# Byrd Cara Cara - Impulse Buy



## ringzero (Nov 12, 2007)

While ordering a couple of Streamlight AAA lights and a Buck X-Tract through Lighthound, I realized that adding another item for 20 bucks would put me over the minimum for free shipping. So, acting on impulse, I clicked the button to add a Byrd Cara Cara plain edge with G10 scales to my cart - for an additional 22 bucks.







After carrying and using the knife for a week, I'm happy that I yielded to impulse and bought it. Eventually, I'll get around to posting a review of this knife - and also of the Buck X-Tract - but until then I'll post these initial impressions.

Fit and finish are not bad - adequate for a knife in this price range.

At 5.6 ounces and 4.75" closed, the knife feels fairly substantial in my hand and also when clipped into a trouser pocket.

Ergonomics are excellent. The G10 grips are very grippy indeed and the handle design allows for excellent control, even when wet, in the 'normal' grip position.

The very cleverly shaped handle and the jimping on the blade's choil and spine allow the user to 'choke up' on the blade to improve control during fine cutting, which works very well.

The handle design also allows for moving one's grip down the handle to provide more leverage for chopping.

My main ergonomical gripe is that the knife is slightly handle heavy, with the balance point falling just behind the forefinger in a 'normal' grip.

The 4" long by 1/8" thick blade is big enough for serious cutting chores. At first I wasn't sure about the shape of the blade, but after using it for a while I've come to like it - good shape for a general utility blade.

Over the last several years I've grown used to EDC of 3" to 3.25" blades weighing from 2 to 3 ounces. This knife feels substatially heavier, but it also feels much more capable than my normal EDC knives.
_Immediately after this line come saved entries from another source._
PR #1941, opened 2024-01-26
Remove dead code from vectorization

luisfpereira:
This PR removes dead code from vectorization, i.e. code that is not being used anywhere and is not intended to be used by external users.


luisfpereira:
I'm merging, since test failures are unrelated.

PR #1942, opened 2024-01-26
Remove default_point_type from Manifold

luisfpereira:
This PR removes redundant `string` attribute `default_point_type` from `Manifold`. The `int` `point_ndim` is a more expressive attribute and is already being used extensively in the library.


ninamiolane (approved):
Great idea. Thanks !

Out of the package the knife was sharp, but not 'shaving sharp.' The blade would grab hair on my arm, but would not shave it smoothly. The blade would push cut newspaper, but only after careful initiation of the cut. (By contrast, the brand new Buck X-Tract would easily shave arm hair and would push cut newspaper effortlessly.)

After breaking down a few cardboard boxes, pruning back some bushes, opening a few clamshell packages, splitting some 1" diameter sticks, and a whole lot of whittling of some very hard wood - the edge is still usable, but could definitely do with a touch up.
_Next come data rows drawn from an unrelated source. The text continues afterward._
PR #12, opened 2019-01-24
Travis fix

ahartikainen:
#### Submission Checklist

- [x ] Run unit tests
- [ ] Declare copyright holder and open-source license: see below (??)

#### Summary

I fixed the branch by maedoc.
I did some changes do travis works now.
This might not work on Windows 2.7.

#### Copyright and Licensing

### DIFF
--- a/cmdstanpy/model.py
+++ b/cmdstanpy/model.py
@@ -224,7 +224,7 @@ class Run:
     def cmd(self):
         """Generate the command line for this run.
         """
-        if hasattr(self, '_cmd'):
+        if self._cmd is not None:
             return self._cmd
         if not hasattr(self.model, 'exe'):
             self.model.compile()
@@ -243,7 +243,7 @@ class Run:
     def start(self, wait=True):
         """Start the run; invokes executable in subprocess.
         """
-        if self.proc:
+        if self.proc is not None:
             raise RuntimeError('run has already started')
         logger.info('starting %s', ' '.join(self.cmd))
         logger.debug('starting %r', self.cmd)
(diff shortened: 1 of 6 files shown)


cmdstanpy/model.py
```diff
@@ -1,8 +1,8 @@
 import os
-import subprocess
+import subprocess32 as subprocess
```
maedoc: I'd protect the `subprocess32` import in a try-catch so that it defaults to stdlib when user doesn't have the 32 variant installed, in part because author doesn't test on Windows etc

ahartikainen: Yes, this needs better fix. Python 2.7 doesn't have timeout, so I added this for tmp fix. I can put it in try-except

seantalts:
Awesome, thanks @ahartikainen and @maedoc! @maedoc you're reviewing this right?

maedoc:
@ahartikainen thanks for picking up the broken branch and the various fixes along the way. 

> @maedoc you're reviewing this right?

it looks great, so I would merge, but not sure what you etiquette is in stan-dev, do you (a) want multiple reviews before a merge and (b) do a merge commit, squash/merge, rebase/merge?

ahartikainen:
PyStan3 + httpStan takes a step forward on formalism, but this is still non-released version, so in my opinion squash merges are still ok.

In PyStan we try to combine commits to a few meaningful ones. After the first release, I think this repo could also follow some similar idea.

maedoc:
thanks for the feedback, 'tis noted.  since this is just a CI fix PR I'll squash.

After using it for a variety of tasks for over a week, I've become rather fond of this knife. While capable of fairly heavy duty tasks, its clever design also allows fine control when whittling or performing delicate tasks.
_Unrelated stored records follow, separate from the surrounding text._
Issue #11, opened 2019-01-23
Use black to format code


ahartikainen:
#### Summary:

Formatting code with black makes it more clean.

https://github.com/ambv/black

#### Description:

Black automatic formatting reduces developer hours and keeps codebase clean.

#### Additional Information:

Developer environment needs to be Python 3.6, but the formatted code is still supported by 2.7

maedoc:
Travis runs flake8 before pytest, which is good enough in my experience, to get in the ballpark of "clean readable code", but maybe I'm manually following some of the conventions Black implements.

This would be a precommit hook though, not something to run on CI build.

seantalts:
On Stan we have both - a lot of our developers dislike installing additional tools, so we have a Jenkins stage that will autoformat their code and commit it back to the branch. It's not pretty: https://github.com/stan-dev/math/blob/develop/Jenkinsfile#L64

infrahumano:
I was suggesting in #21 adding at least a few flake8 plugins to improve readability and uniformize divergent practices (for instence with the use of quotations). That could be also resolved with `black`, if I'm not mistaken. 

Another style piece that `black` would not resolve is the use of docstrings. In the new branch I noticed a practice exemplified by [this line](https://github.com/stan-dev/cmdstanpy/blob/refactor/api-per-func-spec/cmdstanpy/lib.py#L24). I would suggest collecting all those parameter descriptions in a proper docstring perhaps following [the Google docstring style](https://sphinxcontrib-napoleon.readthedocs.io/en/latest/example_google.html). I haven't googled it up, but I am sure there are plugins for flake8 that check this as well.

ahartikainen:
Black can do that. (increases readability).

I like the numpydoc style, because it is quite clear.

mitzimorris:
just found this comparison - https://medium.com/3yourmind/auto-formatters-for-python-8925065f9505
will check out black.

mitzimorris:
diagnostic messages use emojis?  :yuck:

ahartikainen:
This works now 

From cmdstanpy root folder 

    black cmdstanpy

mitzimorris:
many thanks!

PR #21, opened 2019-05-10
Refactor/api per func spec

mitzimorris:
#### Submission Checklist

- [x] Run unit tests

#### Summary

Wraps cmdstan binaries for a python environment; returns sample as ndarray or pandas dataframe.

Includes jupyter notebook illustrating workflow.

Developed per initial spec here: https://github.com/stan-dev/design-docs/blob/master/designs/0002-cmdstanpy_func_spec.md and further discussion with Stan devs.

#### Copyright and Licensing


mitzimorris:
hi @maedoc - ready for reviewing

cmdstanpy/__init__.py
```diff
@@ -0,0 +1,19 @@
+import atexit
+import os.path
+import shutil
+import tempfile
+
+
+CMDSTAN_PATH = os.path.abspath(os.path.join('.', 'releases', 'cmdstan'))
+TMPDIR = tempfile.mkdtemp()
+STANSUMMARY_STATS = ['Mean', 'MCSE', 'StdDev', '5%', '50%', '95%',
+                         'N_Eff', 'N_Eff/s', 'R_hat']
```
infrahumano: There is an indentation problem here.

mitzimorris:
@infrahumano - saw your comment re indentation - code formatting tools used here are:

- yapf to format
- flake8 to check
- emacs for editing/fixing problems reported by flake8

it would be good to adopt a set of conventions and tools - happy to get your input.
best place for this discussion are the Stan forums - https://discourse.mc-stan.org/c/stan-dev

cmdstanpy/cmds.py
```diff
@@ -0,0 +1,184 @@
...
+        ))
+    tp.close()
+    tp.join()
+    if not runset.check_retcodes():
+        msg = "Error during sampling"
+        for i in range(chains):
+            if runset.retcode(i) != 0:
+                msg = '{}, chain {} returned error code {}'.format(
+                    msg, i, runset.retcode(i))
+        raise Exception(msg)
```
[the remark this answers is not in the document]
maedoc: If return codes from CmdStan are semantic (1 -> unable to initialize, 2 -> max iters w/o convergence, …), they would be best translated to specific exceptions.  If they aren't, a `RuntimeException` would be appropriate, with a separate method for returning `stderr` lines.  Return an error msg full of retcodes here isn't going to be particularly valuable.

I agree with @infrahumano 's use of `enumerate` but disagree about dropping the `retcode != 0` which reminds us that retcode is a C-ism that doesn't go away by letting Python coerce to `bool` in the `if` statement.  This needs to match CmdStan's semantics of return codes.

cmdstanpy/__init__.py
```diff
@@ -0,0 +1,19 @@
+import atexit
+import os.path
+import shutil
+import tempfile
+
+
+CMDSTAN_PATH = os.path.abspath(os.path.join('.', 'releases', 'cmdstan'))
+TMPDIR = tempfile.mkdtemp()
```
maedoc: for the record, I still find this weird but it's orthogonal to the overall PR and can be improved in the future.

cmdstanpy/cmds.py
```diff
@@ -0,0 +1,184 @@
...
+        print('translating to {}'.format(hpp_file))
+        stanc_path = os.path.join(CMDSTAN_PATH, 'bin', 'stanc')
+        cmd = [stanc_path, '--o={}'.format(hpp_file), stan_file]
+        print('stan to c++: make args {}'.format(cmd))
+        do_command(cmd)
+        if not os.path.exists(hpp_file):
+            raise Exception('syntax error'.format(stan_file))
+
+    exe_file = os.path.join(path, model_name)
+    if platform.system().lower().startswith('win'):
```
maedoc: you can use the `.exe` extension on other platforms too ;)

cmdstanpy/cmds.py
```diff
@@ -0,0 +1,184 @@
...
+        exe_file += '.exe'
+    if not overwrite and os.path.exists(exe_file):
+        # print('model is up to date') # notify user or not?
+        return Model(stan_file, exe_file)
+    cmd = ['make', 'O={}'.format(opt_lvl), exe_file]
+    print('compiling c++: make args {}'.format(cmd))
+    try:
+        do_command(cmd, CMDSTAN_PATH)
+    except Exception:
```
maedoc: It's sometimes useful to use an API specific `Exception` subclass to ensure you don't catch things you shouldn't be catching.  Python mostly gets this right for you, e.g. you won't catch a `KeyboardInterrupt`, but if there are other exceptions that *should* bubble up to the user, it may be preferable to catch a more specific set of exceptiosn e.g. `OSError, subprocess.CalledProcessError`.

cmdstanpy/utils.py
```diff
@@ -0,0 +1,126 @@
...
+
+
+def scan_stan_csv(filename:str) -> Dict:
+    """Capture essential config, shape from stan_csv file."""
+    dict = {}
+    draws_found = 0
+    file_is_data = False
+    with open(filename) as fp:
+        line = fp.readline().strip()
+        while len(line) > 0 and line.startswith("#"):
```
maedoc: This function is too long; I would break up the nested stuff into functions.  Even if it makes the data munging a little more complex, this makes future modifications, to track the CmdStan csv format, less bug prone.

cmdstanpy/utils.py
```diff
@@ -0,0 +1,126 @@
...
+    dict['draws'] = draws_found
+    return dict
+
+
+def is_prefix(pre:str, names:List[str]):
+    for name in names:
+        if name.startswith(pre) and (len(name) == len(pre)
+                                          or name[len(pre)] == '.'):
+            return True
+    return False
```
maedoc:
```
return any([pre == name.split('.')[0] for name in names])
```
is clearer to my eye, but I let you judge.

maedoc:
@infrahumano I would suggest contributing to the issue on style [over here](https://github.com/stan-dev/cmdstanpy/issues/11).  Once an appropriate styler is chosen it should be incorporated into CI & pre commit hooks so we can keep SNR high.

cmdstanpy/cmds.py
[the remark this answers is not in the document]
infrahumano: Good point. And for the different exceptions depending on retcode maybe one could define a dictionary somewhere mapping codes to exceptions?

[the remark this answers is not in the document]
maedoc: @syclik @bob-carpenter if I may single you out for a quick question: does CmdStan make meaningful use of exit/return codes from the executable (apart from SIGSEGV and the like)?

syclik:
I don’t believe it does. It could be changed to do so.

cmdstanpy/cmds.py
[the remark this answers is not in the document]
bob-carpenter: I don't see anything in the doc about that:   https://github.com/stan-dev/cmdstan/releases/download/v2.19.1/cmdstan-guide-2.19.1.pdf

@mitzimorris may also know as she's been working a lot with this lately.

cmdstanpy/utils.py
```diff
@@ -0,0 +1,126 @@
...
+
+def _rdump_array(key:str, val:np.ndarray) -> str:
+    """Flatten numpy ndarray, format as Rdump variable declaration."""
+    c = 'c(' + ', '.join(map(str, val.T.flat)) + ')'
+    if (val.size, ) == val.shape:
+        return '{key} <- {c}'.format(key=key, c=c)
+    else:
+        dim = '.Dim = c{}'.format(val.shape)
+        struct = '{key} <- structure({c}, {dim})'.format(key=key, c=c, dim=dim)
+        return struct
```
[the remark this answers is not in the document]
bob-carpenter: I do not like this single return style.  It's too hard to reason about variables spread all over and whether they get defined appropriately before the return statement.  I would much rather see the if and else return directly.  

Having said that, I don't really program in Python much, so if everyone in Python hews to single-return style (like we used to use in C to get around the lack of exceptions and need for cleanup and returns codes), I'm not that strongly opposed.

cmdstanpy/cmds.py
bob-carpenter: I agree that it's important to get the exception levels right here.

cmdstanpy/utils.py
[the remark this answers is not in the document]
mitzimorris: using single quotes for strings and double quotes for docstrings - changed this everywhere.

leaving multiple returns as is.

cmdstanpy/utils.py
```diff
@@ -0,0 +1,126 @@
...
+            if isinstance(val, np.ndarray) and val.size > 1:
+                line = _rdump_array(key, val)
+            elif isinstance(val, list) and len(val) > 1:
+                line = _rdump_array(key, np.asarray(val))
+            else:
+                try:
+                    val = val.flat[0]
+                except AttributeError:
+                    pass
+                line = '%s <- %s' % (key, val)
```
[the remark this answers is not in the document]
mitzimorris: done!

cmdstanpy/__init__.py
mitzimorris: agreed.

cmdstanpy/cmds.py
mitzimorris: just trying to be consistent w/ cmdstan makefile.

cmdstanpy/utils.py
mitzimorris: completely agree - much clearer!  done!

mitzimorris: got rid of this function altogether - using logic directly in calling function.

cmdstanpy/utils.py
mitzimorris: broke out function to scan csv file and returns dict for config and drawset headers and shape.

cmdstanpy/cmds.py
mitzimorris: @maedoc raises good points - I've filed an issue so that these can be addressed by a subsequent PR.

So far this knife seems to be great "bang for the buck," but only time will tell how durable it really is. Decent build quality. Good ergonomics. Versatile enough to handle a variety of tasks, including fairly heavy duty tasks.

A decent general utility knife at a very reasonable price.

.


----------



## CLHC (Nov 14, 2007)

ringzero said:


> A decent general utility knife at a very reasonable price.


From the looks of it, I'd say so. Congratulations on your score!


----------



## Waffle (Nov 15, 2007)

very nice


----------



## Dirty Bob (Nov 16, 2007)

I think you made a good purchase. With the Byrd line, Spyderco has shown us that you can build low-priced knives that still give good service. The Byrds are one of the best low-cost lines available, IMHO.

Regards,
Dirty Bob


----------



## Monocrom (Nov 16, 2007)

Well, as far as impulse buys go; a Cara Cara is one of the better ones I can think of. Very useful one-hander, and definitely not pricey.


----------



## Dantor (Nov 18, 2007)

I've heard many good things about the Cara Cara, and for the price, it's hard to go wrong! Congrats and give us updates


----------



## ringzero (Dec 5, 2007)

Dantor said:


> I've heard many good things about the Cara Cara, and for the price, it's hard to go wrong! Congrats and give us updates




Update on the Cara Cara: I've been using this knife a lot and am liking it more and more.

Around the house for those tough jobs that seem to come up unexpectedly, it excels. When working out in the yard I often need to open packaging, break down cardboard boxes, cut back bothersome branches, bushes, etc. The Cara Cara completes those tasks with ease, saving me a trip inside to grab a box cutter, pruner, etc.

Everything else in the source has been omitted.